Since a few seem like trading him is the answer, lets do a simple poll, no bull, just a yes or no and your comments. I don't want this thread to get out of control like the rest, just seeing what the general board THINKS.

I think we should build around him.


----------



## A.W.#8 (Sep 8, 2003)

I would say trade him. There are tons of teams that would want him and would be willing to give a bunch. I would say expect it, because as far as I've seen Ainge is quite unpredicatable. Oh, and stupid.


----------



## Richie Rich (May 23, 2003)

> Originally posted by <b>A.W.#8</b>!
> I would say trade him. There are tons of teams that would want him and would be willing to give a bunch. I would say expect it, because as far as I've seen Ainge is quite unpredicatable. Oh, and stupid.

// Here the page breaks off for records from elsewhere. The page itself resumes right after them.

PR #6897, opened 2022-12-13
Linux sysmon3 update logic

goosvorbook:
   
   Change(s):
Changed the Initiated logic, changed the parsing.

   Reason for Change(s):
This logic is not relying on 'probability' but on something as reported by the event log (namely the Initiated value).

### DIFF
--- a/Parsers/ASimNetworkSession/Parsers/ASimNetworkSessionMicrosoftLinuxSysmon.yaml
+++ b/Parsers/ASimNetworkSession/Parsers/ASimNetworkSessionMicrosoftLinuxSysmon.yaml
@@ -1,12 +1,12 @@
 Parser:
   Title:  Network Session ASIM parser for Sysmon for Linux
-  Version: '0.3'
+  Version: '0.4'
   LastUpdated: Dec 13, 2022
 Product:
   Name: Sysmon for Linux
 Normalization:
   Schema: NetworkSession
-  Version: '0.2.0'
+  Version: '0.2.5'
 References:
 - Title: ASIM Network Session Schema
   Link: https://aka.ms/ASimNetworkSessionDoc
@@ -102,7 +102,7 @@ ParserQuery: |
             EventStartTime = EventEndTime,
             EventCount = int(1),
             EventVendor = 'Microsoft',
-            EventSchemaVersion = '0.2.0',
+            EventSchemaVersion = '0.2.5',
             EventSchema = 'NetworkSession', 
             EventProduct = 'Sysmon for Linux',
             EventResult = 'Success',
--- a/Parsers/ASimNetworkSession/Parsers/ASimNetworkSessionMicrosoftLinuxSysmon.yaml
+++ b/Parsers/ASimNetworkSession/Parsers/ASimNetworkSessionMicrosoftLinuxSysmon.yaml
@@ -1,7 +1,7 @@
 Parser:
   Title:  Network Session ASIM parser for Sysmon for Linux
   Version: '0.3'
-  LastUpdated: Jun 16, 2022
+  LastUpdated: Dec 13, 2022
 Product:
   Name: Sysmon for Linux
 Normalization:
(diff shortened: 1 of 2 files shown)


Parsers/ASimNetworkSession/Parsers/ASimNetworkSessionMicrosoftLinuxSysmon.yaml
```diff
@@ -25,40 +25,52 @@ ParserQuery: |
     Syslog | where not(disabled)
     | where SyslogMessage has_all ('<Provider Name="Linux-Sysmon"', '<EventID>3</EventID>')
     | project-away ProcessName, ProcessID
-    | parse SyslogMessage with * '<Data Name="SourceIp">' SrcIpAddr:string '</Data>' *
-    | extend outbound = (SrcIpAddr == HostIP or SrcIpAddr in ('127.0.0.1', '0.0.0.0'))
+    | parse-kv SyslogMessage as (
```
oshezaf, line 28: No need to use parse-kv for a single parameter. Parse works just as well, and is much more efficient. It also does not need the regex mode in this case.

Parsers/ASimNetworkSession/Parsers/ASimNetworkSessionMicrosoftLinuxSysmon.yaml
```diff
@@ -25,40 +25,52 @@ ParserQuery: |
...
-          '<Data Name="SourceHostname">' SrcHostname:string '</Data>'
-          '<Data Name="SourcePort">' SrcPortNumber:int '</Data>'
-          '<Data Name="SourcePortName">' SrcPortName:string '</Data>'
-          '<Data Name="DestinationIsIpv6">' DestinationIsIpv6:bool '</Data>'
-          '<Data Name="DestinationIp">' DstIpAddr:string '</Data>'
-          '<Data Name="DestinationHostname">' DstHostname:string '</Data>'
-          '<Data Name="DestinationPort">' DstPortNumber:int '</Data>'
-          '<Data Name="DestinationPortName">' DstPortName:string '</Data>'
-          *
+      | parse-kv SyslogMessage as (
```
oshezaf, line 34: The challenge with such changes is that I prefer not to do them without testing

Parsers/ASimNetworkSession/Parsers/ASimNetworkSessionMicrosoftLinuxSysmon.yaml
```diff
@@ -25,40 +25,52 @@ ParserQuery: |
...
+                 DestinationHostname:string ,
+                 DestinationPort:int,
+                 DestinationPortName:string
+                ) with (regex=@'<Data Name="(\w+)">{?([^>]*)}?</Data>')
+      | project-rename
+                EventEndTime = UtcTime,
+                SysmonComputer = Computer,
+                Process = Image,
+                EventOriginalUid = EventRecordID,
+                Computer = SysmonComputer,
```
oshezaf, line 61: This would probably not work.

Parsers/ASimNetworkSession/Parsers/vimNetworkSessionMicrosoftLinuxSysmon.yaml
```diff
@@ -73,7 +73,6 @@ ParserQuery: |
         | where (array_length(srcipaddr_has_any_prefix)==0 
                   or has_any_ipv4_prefix(SrcIpAddr,srcipaddr_has_any_prefix)
                 ) 
-        | extend outbound = (SrcIpAddr == HostIP or SrcIpAddr in ('127.0.0.1', '0.0.0.0'))
```
oshezaf, line 76: No replacement

oshezaf (changes requested):
Seems to be premature. Let's not continue with that. I do want to go over the comments together.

Understandable w/ the way things are, but wut realistically could you get for him that would be "equal.??" I am baffled, because you cannot get a KG OR TD, so then who do you drop to? And how do you trade your franchise player and not get a similar "franchise" - type player in return. i just don't see it happening b/c it doesn't seem to make sense, but Danny hasn'T made much sense of his pLaN eiTHer........YeT........


----------



## SavSicc (Feb 26, 2004)

*Trade Paul for Mike Bibby*

Mike Bibby is not that bad of a player. Plus hes a Point Guard. SO Danny can take a chance on big guys, you can always find a decent shooting guard. look at michael redd . he was drafted in the second round, or Cuttino Mobley.


----------



## Richie Rich (May 23, 2003)

*Re: Trade Paul for Mike Bibby*



> Originally posted by <b>SavSicc</b>!
> Mike Bibby is not that bad of a player. Plus hes a Point Guard. SO Danny can take a chance on big guys, you can always find a decent shooting guard. look at michael redd . he was drafted in the second round, or Cuttino Mobley.








PP for M bibby? NO WAY


----------



## SavSicc (Feb 26, 2004)

*Why wouldn't you*

Richie Rich PP for M bibby? NO WAY



mike bibby can put 20 ppg and dish out plenty of assist. Jason Kidd is the best point guard. Then in my opinion i think mike bibby comes next.


----------



## Truth34 (May 28, 2003)

*Keep Pierce*

I don't think he's necessarily a "franchise player" though. Build around him and hopefully you can get another stud player to build around.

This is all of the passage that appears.